(What this task involves) Nothing is needed except the lines below that run from the one with "PR #2580, opened 2022-07-01" through the one with "(diff shortened: 1 of 11 files shown)", repeated exactly.

────────

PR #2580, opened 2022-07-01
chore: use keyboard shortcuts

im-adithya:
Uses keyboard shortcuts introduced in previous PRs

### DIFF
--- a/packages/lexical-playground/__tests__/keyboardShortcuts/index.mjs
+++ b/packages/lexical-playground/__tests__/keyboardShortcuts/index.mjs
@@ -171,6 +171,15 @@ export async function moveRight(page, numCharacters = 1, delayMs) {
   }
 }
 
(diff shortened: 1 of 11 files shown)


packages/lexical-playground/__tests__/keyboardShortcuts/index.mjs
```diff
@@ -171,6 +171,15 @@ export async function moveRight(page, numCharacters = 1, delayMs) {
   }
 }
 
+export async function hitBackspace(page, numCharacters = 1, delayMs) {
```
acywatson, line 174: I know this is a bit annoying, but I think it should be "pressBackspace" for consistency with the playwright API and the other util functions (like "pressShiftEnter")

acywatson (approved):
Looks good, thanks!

────────

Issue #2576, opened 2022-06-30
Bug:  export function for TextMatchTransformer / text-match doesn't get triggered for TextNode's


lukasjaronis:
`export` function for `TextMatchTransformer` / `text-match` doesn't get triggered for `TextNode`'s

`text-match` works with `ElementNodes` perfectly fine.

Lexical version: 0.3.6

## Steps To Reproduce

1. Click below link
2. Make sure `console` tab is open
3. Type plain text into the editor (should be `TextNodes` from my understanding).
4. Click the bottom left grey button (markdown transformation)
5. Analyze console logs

────────

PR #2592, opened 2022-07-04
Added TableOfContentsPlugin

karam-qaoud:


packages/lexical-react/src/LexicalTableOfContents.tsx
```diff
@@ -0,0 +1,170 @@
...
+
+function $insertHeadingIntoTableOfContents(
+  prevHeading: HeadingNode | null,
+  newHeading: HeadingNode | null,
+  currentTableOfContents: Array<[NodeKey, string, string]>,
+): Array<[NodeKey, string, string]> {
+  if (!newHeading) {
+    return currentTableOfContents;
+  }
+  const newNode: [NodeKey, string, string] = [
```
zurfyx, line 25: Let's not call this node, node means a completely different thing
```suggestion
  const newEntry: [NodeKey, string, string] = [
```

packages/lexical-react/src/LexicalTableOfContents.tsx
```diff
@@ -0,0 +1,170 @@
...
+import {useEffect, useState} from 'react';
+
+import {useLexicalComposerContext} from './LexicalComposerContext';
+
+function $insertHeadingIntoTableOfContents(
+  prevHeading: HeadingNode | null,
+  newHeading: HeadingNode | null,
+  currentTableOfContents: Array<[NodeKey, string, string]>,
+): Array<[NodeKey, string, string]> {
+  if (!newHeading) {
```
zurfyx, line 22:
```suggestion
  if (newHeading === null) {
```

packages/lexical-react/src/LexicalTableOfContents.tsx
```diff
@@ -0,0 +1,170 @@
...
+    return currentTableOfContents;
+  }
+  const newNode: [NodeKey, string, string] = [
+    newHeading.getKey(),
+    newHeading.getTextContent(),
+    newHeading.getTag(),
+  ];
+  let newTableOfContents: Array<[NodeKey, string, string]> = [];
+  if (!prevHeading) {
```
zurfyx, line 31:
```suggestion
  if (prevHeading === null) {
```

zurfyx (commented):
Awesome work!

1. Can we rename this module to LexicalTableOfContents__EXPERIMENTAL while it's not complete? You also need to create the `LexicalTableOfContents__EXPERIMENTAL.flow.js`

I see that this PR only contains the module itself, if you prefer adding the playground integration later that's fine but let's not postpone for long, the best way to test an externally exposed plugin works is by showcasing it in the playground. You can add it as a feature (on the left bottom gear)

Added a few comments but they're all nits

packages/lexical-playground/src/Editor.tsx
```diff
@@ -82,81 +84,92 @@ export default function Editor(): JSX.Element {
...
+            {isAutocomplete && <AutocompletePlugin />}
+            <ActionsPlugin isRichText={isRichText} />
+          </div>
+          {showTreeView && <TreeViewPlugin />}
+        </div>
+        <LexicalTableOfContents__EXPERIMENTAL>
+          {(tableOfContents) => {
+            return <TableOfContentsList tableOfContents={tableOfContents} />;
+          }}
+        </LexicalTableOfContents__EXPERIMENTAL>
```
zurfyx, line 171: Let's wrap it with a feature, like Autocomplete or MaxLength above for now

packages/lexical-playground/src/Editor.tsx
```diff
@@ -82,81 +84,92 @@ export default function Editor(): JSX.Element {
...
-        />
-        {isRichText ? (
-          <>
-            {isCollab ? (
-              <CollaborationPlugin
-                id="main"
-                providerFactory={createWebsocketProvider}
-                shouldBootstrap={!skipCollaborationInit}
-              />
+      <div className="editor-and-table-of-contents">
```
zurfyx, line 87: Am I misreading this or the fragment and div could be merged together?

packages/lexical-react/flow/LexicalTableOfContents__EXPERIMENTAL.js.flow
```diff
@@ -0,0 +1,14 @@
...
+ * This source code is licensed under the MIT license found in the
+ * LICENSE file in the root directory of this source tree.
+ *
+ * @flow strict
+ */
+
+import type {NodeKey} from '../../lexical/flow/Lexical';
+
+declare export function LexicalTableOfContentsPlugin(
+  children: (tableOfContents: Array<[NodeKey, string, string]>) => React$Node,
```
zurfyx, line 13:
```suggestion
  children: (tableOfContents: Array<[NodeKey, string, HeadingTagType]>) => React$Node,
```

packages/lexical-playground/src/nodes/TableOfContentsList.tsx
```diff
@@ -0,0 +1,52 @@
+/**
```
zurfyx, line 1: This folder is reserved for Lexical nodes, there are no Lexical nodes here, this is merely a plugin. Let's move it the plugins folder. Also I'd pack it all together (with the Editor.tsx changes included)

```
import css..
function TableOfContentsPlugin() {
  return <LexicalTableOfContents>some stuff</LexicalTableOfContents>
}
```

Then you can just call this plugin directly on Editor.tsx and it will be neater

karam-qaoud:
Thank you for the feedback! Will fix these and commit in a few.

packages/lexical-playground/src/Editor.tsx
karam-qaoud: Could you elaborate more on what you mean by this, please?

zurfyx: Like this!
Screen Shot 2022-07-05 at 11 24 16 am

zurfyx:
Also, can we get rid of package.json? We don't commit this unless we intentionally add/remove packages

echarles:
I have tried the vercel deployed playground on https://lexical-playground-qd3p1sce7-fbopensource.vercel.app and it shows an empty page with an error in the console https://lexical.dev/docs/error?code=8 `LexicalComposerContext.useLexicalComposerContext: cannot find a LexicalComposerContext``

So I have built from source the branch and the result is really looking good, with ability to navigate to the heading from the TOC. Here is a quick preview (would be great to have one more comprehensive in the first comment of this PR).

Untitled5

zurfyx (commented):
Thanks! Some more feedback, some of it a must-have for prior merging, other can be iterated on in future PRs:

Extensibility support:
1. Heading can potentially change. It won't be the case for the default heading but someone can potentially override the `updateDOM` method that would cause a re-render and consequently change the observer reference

────────

(Answer for this exercise)
PR #2580, opened 2022-07-01
chore: use keyboard shortcuts

im-adithya:
Uses keyboard shortcuts introduced in previous PRs

### DIFF
--- a/packages/lexical-playground/__tests__/keyboardShortcuts/index.mjs
+++ b/packages/lexical-playground/__tests__/keyboardShortcuts/index.mjs
@@ -171,6 +171,15 @@ export async function moveRight(page, numCharacters = 1, delayMs) {
   }
 }
 
(diff shortened: 1 of 11 files shown)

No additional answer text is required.